Overview
Investigators will employ serial assessments of tissue biopsy and additional biomarkers that reflect burden of disease and predict treatment response. Patients enrolled on this study will be given the option to provide biological samples before, during, and after treatment, as well as functional outcomes of treatment response. These samples will be utilized to develop and validate prognostic and predictive biomarkers for patients undergoing targeted therapy, immunotherapy, surgery, chemotherapy, and/or radiotherapy.
Description
Primary objectives: Current primary objectives need revision as they focus on diabetes which is not the focus of this study.

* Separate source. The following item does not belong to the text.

Issue #233, opened 2017-07-18
Missing DOCTYPE on HTML pages


elordin:
As the spec says:

> A DOCTYPE is a required preamble.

- Investigators will examine the role of clinical, environmental, and genetic factors in increasing the risk of developing oral cancers and aggressive oral cancers.
- To identify important environmental and clinical factors contributing to the risk of developing oral cancer or cancer progression
- To identify genetic and molecular factors which contribute to increased risk of developing oral cancers through analysis of germline and somatic genetic alterations
- Investigators will identify clinical and molecular predictors of diagnosis, treatment response, toxicity, and outcomes in patients with oral tumors.

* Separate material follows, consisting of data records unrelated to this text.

PR #1692, opened 2023-08-03
js_advanced_calculator

MaksymShevch:


src/makeCalculator.js
```diff
@@ -37,7 +37,33 @@
  * @return {object}
  */
 function makeCalculator() {
-  // write code here
+  const calculator = {
+    operate(callback, value) {
```
volodymyr-soltys97, line 41: The 'operate' function is not checking if 'value' is a number. Consider adding validation to ensure 'value' is a number before performing the operation.

src/makeCalculator.js
```diff
@@ -37,7 +37,33 @@
...
+      return this;
+    },
+    add(value, result) {
+      return result + value;
+    },
+    subtract(value, result) {
+      return result - value;
+    },
+    divide(value, result) {
+      return result / value;
```
volodymyr-soltys97, line 53: There's no check for division by zero. Ensure to handle this edge case.

volodymyr-soltys97 (changes requested):
Good job 👍 
Let's improve your code

src/makeCalculator.js
```diff
@@ -37,7 +37,37 @@
...
+      }
+    },
+    add(value, result) {
+      return result + value;
+    },
+    subtract(value, result) {
+      return result - value;
+    },
+    divide(value, result) {
+      if (value !== 0) {
```
volodymyr-soltys97, line 55: If 'value' is zero, the divide function will not return anything, leading to undefined behavior. It's better to throw an error or return a specific value.

src/makeCalculator.js
```diff
@@ -37,7 +37,37 @@
  * @return {object}
  */
 function makeCalculator() {
-  // write code here
+  const calculator = {
+    operate(callback, value) {
+      if (!isNaN(value)) {
```
volodymyr-soltys97, line 42: There is no need to check whether the value is not a number. It's better to verify if the provided argument is indeed a number for better type safety.

volodymyr-soltys97 (changes requested):

src/makeCalculator.js
```diff
@@ -37,7 +37,37 @@
  * @return {object}
  */
 function makeCalculator() {
-  // write code here
+  const calculator = {
+    operate(callback, value) {
+      if (Number.isInteger(value)) {
```
volodymyr-soltys97, line 42: Using operator `typeof` it will be better here

volodymyr-soltys97 (changes requested):
Still not fixed
image

src/makeCalculator.js
```diff
@@ -37,7 +37,39 @@
  * @return {object}
  */
 function makeCalculator() {
-  // write code here
+  const calculator = {
+    operate(callback, value) {
```
volodymyr-soltys97, line 41: The 'operate' method should only take one argument. The second argument is unnecessary since 'this.result' is already accessible within the object.

src/makeCalculator.js
```diff
@@ -37,7 +37,39 @@
...
+    },
+    subtract(value, result) {
+      return result - value;
+    },
+    divide(value, result) {
+      if (value !== 0) {
+        return result / value;
+      }
+
+      return 'error';
```
volodymyr-soltys97, line 59: Need to use `throw new Error` and you need to use more informative text for the error, the user should understand in detail what the error is

volodymyr-soltys97 (changes requested):

src/makeCalculator.js
MaksymShevch: i don't know, it doesn't work without value

MaksymShevch: The operate function cannot continue running if only one argument is passed to it, because it expects two arguments: callback and value. If only one argument is passed to it, then there will be an error inside the function, since an attempt to refer to a non-existent second argument will result in an error.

- To identify and validate clinical and molecular prognostic markers that may predict a patient's response to treatment
- To identify and validate clinical and molecular prognostic markers that may predict a patient's risk of developing toxicity related to various modalities of treatment including but not limited to: targeted therapy, chemotherapy, radiation, surgery, and immunotherapy
- To identify and validate clinical and molecular prognostic markers that may predict a patient's prognosis
- To determine whether clinical and treatment factors influence patients' quality of life as assessed by validated self-report instruments routinely incorporated into clinical care pathways
- To identify and validate molecular markers that may improve the diagnosis of oral premalignant or malignant tumors
- To characterize acute and long-term function and quality of life after curative treatment(s)
Eligibility
- Aged 18 or older, with a diagnosis of oral premalignant or malignant tumors
(eligible diagnoses listed below) or presenting with suspected premalignant or
malignant tumors for definitive diagnosis
- Must be able to provide informed consent
- Oral premalignant or malignant tumors presenting for evaluation for the first time at UT MD Anderson Cancer Center
- Oral premalignant or malignant tumors who were previously treated or evaluated at UT MD Anderson Cancer Center who presents for evaluation of progressive or recurrent disease. Newly collected biospecimens and tissue samples will be linked to applicable samples previously collected and banked/stored under PA17-0050, LAB02-427, Lab02-039 and Lab08-0848.
Eligible diagnoses include:
- Leukoplakia
- Erythroplakia
- Mild dysplasia
- Moderate dysplasia
- Severe dysplasia
- Carcinoma in situ
- Squamous cell carcinoma
- Exclusion
-
- Pregnant women and/or cognitively-impaired adults are excluded from this study.
Exclusion Criteria:
- Prior oral squamous cell carcinoma (OSCC) surgery or OSCC radiation treatment at a non-MDA institution.